Try to push as much processing as possible into the database source or target based on the necessity. Few instances where we can do so.
Using analytics
Instead of using aggregator transformation or a combination of sorter/expression/filter for occassions when they are demanded, we can make use of the anlytic functions of the database. For eg: While reading your source data from the table, you may need to identify the last record from the source. For this requirement, the first option that comes into mind is something like this:
-One source pipeline picking up the data records and the second pipeline counting the number of source records and eventually you equate that number to the current record number. When they are equal, it implies that the current record is the last record from the source.
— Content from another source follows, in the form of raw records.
Issue #684, opened 2026-05-22
runner: remove lazy ctrClient init race in ensureClientConnected


eminwux:
## Context
`ensureClientConnected` (`internal/controller/runner/runner.go:276-281`) does an unguarded nil-check-then-assign of `r.ctrClient`; `NewRunner` leaves the field nil. Two concurrent first-use goroutines (e.g. the first RPC handler and the first reconcile tick) can each observe nil, each construct a client, and the second assignment overwrites the first — a data race on the pointer plus a possible duplicate containerd connection.

## Proposal
Initialize `ctrClient` eagerly in `NewRunner`, or guard the lazy init with `sync.Once` / a mutex.

## Acceptance criteria
- [ ] Concurrent first-use cannot construct two clients.
- [ ] A `-race` test on concurrent first-connect passes.

## Notes
Same #303 (5e76b30) concurrency class as the unguarded cgroups-map cache (filed separately); narrow startup window. Dev may reasonably bundle the two fixes in one PR.

eminwux:
Related: #681 — same #303 shared-client concurrency class (unguarded `cgroups` map). The two fixes can land in one PR if dev prefers.

PR #686, opened 2026-05-22
fix: guard cgroups manager cache with a mutex

### LINKED ISSUE #681: ctr: guard cgroups manager cache with a mutex
## Context
The shared `ctr.client` caches cgroup2 managers in an unsynchronized map (`internal/ctr/client.go:38`). The daemon serves each RPC connection in its own goroutine (`internal/daemon/server.go:236`) plus a background reconcile loop (`internal/daemon/server.go:167`), all sharing one client. The sibling `containers` / `tasks` caches are guarded by `containersMu` / `tasksMu`; the `cgroups` map has no mutex.

## Proposal
Add a mutex for the `cgroups` map and guard all three accessors (`storeManager` / `dropManager` / `managerFor`, `internal/ctr/cgroups.go:549-577`) consistently with the existing container/task caches.

## Acceptance criteria
- [ ] All `client.cgroups` reads/writes are synchronized on every path.
- [ ] A `-race` test exercises concurrent store/drop/load of the cgroups cache and passes.
- [ ] No remaining unguarded access to `client.cgroups`.

## Notes
Same bug class as #303 (5e76b30, "remove shared mutable namespace from ctr client"), on the cache field that refactor missed. Concurrent CreateCell/StartCell (cgroup provision) vs DeleteCell/purge (`DeleteCgroup`) vs reconcile (`LoadCgroup`) produce `fatal error: concurrent map writes`, panicking the daemon. Same #303 concurrency class as the lazy-`ctrClient`-init race (filed separately); dev may bundle the two fixes.

eminwux:
## Summary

-People resort to a count(*) and GROUP BY from SQL or an aggregator/sorter/expression/filter combination for the same. Instead of this, the analytic functions provide you greater flexibility. The same task can be acheived with the below SQL.

SYNTAX
SELECT col1,col2,col2,LEAD(col1) OVER (ORDER BY input_sort_criteria) next_record
FROM table_name
Ex:
SELECT EMPNO,ENAME,DEPTNO, LEAD(ENAME) OVER (ORDER BY EMPNO) NEXT_RECORD FROM EMP
For the last record with the given "input_sort_criteria", the value will be NULL.

Avoid Stored Procedures
I have seen many mappings with unnecessary usage of Stored Procedures. Stored Procedures "are" performance killers. If run for every record in the source, stored procedures consume much of the workflow run-time. A database connection has to be established each time for a record and then the execution takes place in the database. As you can see, this beahviour leads to worst performing interfaces.
A general guideline is that when you can do it in PowerCenter using transformations, do not use store procedures.
Conclusion:
        The two sections in this article seem to be conflicting with each other. In the first section, urged you to push as much processing as possible to the database and in the second section,  suggesting you to avoid database.
         When you connect to database using a Lookup or Source qualifier or pre/post-SQL procedures, you are really connecting to the database only ONCE for all the source records. When you connect to the database using a stored procedure transformation that is called for each record, then you are connecting to the database for as many times as the number of records in the source.
Ex: When you have a vehicle (a loading/unloading truck) at your disposal, would you take 100 bricks from one place to the other place at a time or each brick at a time in the vehicle?